But the one thing we don’t need to live with is the forced prostitution of women and the exploitation of children forced to beg at traffic lights. Combating the sex rackets, however, is going to be particularly difficult, seeing the huge demand for prostitution in Greece. Grigoris Lazos, an academic and special adviser to the Public Order Ministry committee on trafficking said last June that the turnover from the exploitation of women and children forced into prostitution in Greece totaled an astronomical 6 billion euros over the last 10 years. (Consider the fact that the narcotics trade in Greece is estimated to have an annual turnover of about 1 billion euros and you get an idea of the size of the problem).

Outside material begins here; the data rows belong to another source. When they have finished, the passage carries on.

PR #301, opened 2025-12-13
Fix documentation on docs.rs

madsmtm:
We were using the `doc_auto_cfg` feature, but that's been renamed to just `doc_cfg`.

This causes the documentation to fail building on docs.rs, see [the build logs](https://docs.rs/crate/softbuffer/latest/builds/2730258).

I'll submit a new release after this.

### DIFF
--- a/CHANGELOG.md
+++ b/CHANGELOG.md
@@ -1,5 +1,7 @@
 # Unreleased
 
+- Fix documentation building on `docs.rs`.
+
 # 0.4.7
 
 - Added support for Android using the `ndk` crate.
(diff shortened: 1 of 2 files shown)


CHANGELOG.md
```diff
@@ -1,5 +1,7 @@
 # Unreleased
 
+- Fix documentation building on `docs.rs`.
```
MarijnS95: Not a user-facing change, probably not useful to have in the changelog - maybe just yank `0.4.7` given the nature of the `.8` followup?

PR #309, opened 2026-01-15
Add raytracing example

madsmtm:
Based on https://raytracing.github.io/books/RayTracingInOneWeekend.html.

I thought it'd be useful to have a more real-world example to help guide us towards which usage patterns we need to help with.


madsmtm:
I'm gonna merge this, but feel free to still comment on this PR, then I'll file a follow-up with fixes if necessary.

PR #310, opened 2026-01-17
Disable the KMS/DRM backend by default

madsmtm:
The backend was introduced in https://github.com/rust-windowing/softbuffer/pull/135 to fix https://github.com/rust-windowing/softbuffer/pull/42, but I feel like it's somewhat too niche for us to support as a "primary" platform.

In a sense, this is in preparation for some day dropping X11 as a default platform too (though that's years in the future, and should be coordinated with Winit).

Then again, maybe the cost of the extra `drm-*` dependencies isn't large enough that it really matters?

WDYT?

### DIFF
--- a/.github/workflows/ci.yml
+++ b/.github/workflows/ci.yml
@@ -45,7 +45,9 @@ jobs:
 
         # Wayland, KMS/DRM, X11
         - target: i686-unknown-linux-gnu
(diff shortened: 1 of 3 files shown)


madsmtm:
Let's do this then, it's not a breaking change to re-add it as a default feature later if Winit adds support.

PR #311, opened 2026-01-17
Make it possible to build examples with just X11 / just Wayland

madsmtm:


MarijnS95:
> With default features enabled for Winit, it defaults to Wayland, which means it provides a `WaylandDisplayHandle`/`WaylandWindowHandle` to Softbuffer, which, when Softbuffer is compiled without support for Wayland, panics.

Yeah, exactly. That's the context I guessed from the changes, but this situation didn't immediately become clear from the title and missing description.

Indeed I meant that building `softbuffer` with a specific backend (before this fix) also had to be started/controlled with those environment variables to ensure `winit` uses a matching backend too.

Issue #291, opened 2025-11-23
Exposing stride and integration with `imgref`


madsmtm:
We currently expose a `Buffer<'_>` with `.width()`, `.height()` and `DerefMut<Target = [u32]>`, but for implementing zero-copy, we need to expose a `.stride()` method as well, see https://github.com/rust-windowing/softbuffer/pull/95. And while we're doing that, it'd be nice to add some helper methods like `.rows()` to make iteration a bit less cumbersome.

Surprise surprise, there's already a library for this! It's called [`imgref`](https://docs.rs/imgref/).

Naively, we'd like to just add `impl<'a> DerefMut<Target = Img<&'a mut [u32]> for Buffer<'a, ...>`, but that unfortunately won't work, since the way `Deref`/`DerefMut` is designed they require that we can actually produce a reference to them, and this can be somewhat difficult in this case since `Img` takes control over how the pointer is stored.

For example, consider `WaylandBuffer` as currently implemented:
```rust
struct WaylandBuffer {
    map: MmapMut,
    pub width: i32,
    pub height: i32,
    // ... Other fields.
}

impl Deref for WaylandBuffer {
    type Target = Img<&'unclear_lifetime mut [u32]>;
    fn deref_mut(&mut self) -> &mut Self::Target {
        &mut Img::new(self.map.as_mut(), self.width, self.height)
        // Won't work, the reference escapes the context.
    }
}
```

As far as I can tell, there isn't really a way to resolve this, at least not without larger changes to either Softbuffer or `imgref`?

madsmtm:
An alternative design in Softbuffer that still uses `imgref` may be something like:
```rust
impl Surface<D, W> {
    pub fn data(&mut self) -> Result<imgref::Img<Buffer<'_, D, W>>, SoftBufferError> { todo!() }
}

// Usage
let data = surface.data().unwrap();
for (y, row) in data.rows_mut().enumerate() {
    for (x, value) in row.iter_mut().enumerate() {
        let red = x % 255;
        let green = y % 255;
        let blue = (x * y) % 255;
        *value = blue | (green << 8) | (red << 16);
    }
}
data.into_buf().present().unwrap();
```

But that'd require a few changes to `imgref` to support arbitrary container types in `rows_mut`, and the `.into_buf()` feels a bit yucky.

MarijnS95:
All I know is that Android uses a pixel-stride for its directly-locked CPU-accessible `ANativeWindow`:

[...]

PR #315, opened 2026-01-19
Add `Buffer::byte_stride` and use it on Android

madsmtm:
Add:
```rust
impl Buffer<'_> {
    pub fn byte_stride(&self) -> NonZero<u32> { .. }
}
```

Fixes https://github.com/rust-windowing/softbuffer/issues/291 and allows doing full zero-copy in the future on macOS using `IOSurface` a la https://github.com/rust-windowing/softbuffer/pull/95 and on Android, see https://github.com/rust-windowing/softbuffer/issues/318.

This is also important for supporting pixel formats with a different bit depth than `32`, see https://github.com/rust-windowing/softbuffer/issues/98.

Users should prefer to use `pixel_rows` or `pixels_iter` added in https://github.com/rust-windowing/softbuffer/pull/312 to stride correctly. In case they don't, I've changed the macOS and Wayland backends to require a `stride % 16` when `cfg!(debug_assertions)`, this should make it easier to see when one is not following this requirement.

### DIFF
--- a/src/backends/cg.rs
+++ b/src/backends/cg.rs
@@ -259,8 +259,9 @@ impl<D: HasDisplayHandle, W: HasWindowHandle> SurfaceInterface<D, W> for CGImpl<
     }
 
     fn buffer_mut(&mut self) -> Result<BufferImpl<'_>, SoftBufferError> {
+        let buffer_size = util::byte_stride(self.width as u32) as usize * self.height / 4;
         Ok(BufferImpl {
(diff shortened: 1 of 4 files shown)


madsmtm:
I'm gonna merge this now because I strongly believe we want stride in some shape or form, and this PR is at least a step in that direction.

If there's something I missed, feel free to comment it on this PR, then I'll fix it in a follow-up PR.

Lazos was speaking at a news conference heralding a public awareness campaign against sexual exploitation conducted by the Stop Now team of the non-governmental Center for Research and Action for Peace. In 1990, the number of victims of sexual exploitation came to 2,100. It hit a record 21,700 in 1997. There has been a slight decline since, which Lazos attributed to more intensive policing and economic problems leading to a shortage of cash among customers. He said 19,500 were forced into prostitution in 2000, among whom were about 1,000 children aged 13, 14 and 15.
Lazos’s research has shown that in the decade from 1992 to 2002, men paid 200 million visits to prostitutes. That would translate into 55,000 visits per day. This means that apart from the familiar problems of bringing policy into effect — sloppiness, lack of urgency, lack of professionalism and accountability among those entrusted with doing this — difficulties are presented by the fact that prostitution is so widespread and tolerated to such an extent. When a large number of men in a small town, for example, patronise the dives in which women are on offer, society begins to tolerate the poison, thinking that it is immune to it. This creates a whirlpool of moral equivocation. The money involved is so much that police officers can be tempted to look the other way. Even if they are not on the take, they may be loath to stir up reaction by cracking down on something tolerated by everyone else in the same small society. And it goes on and on.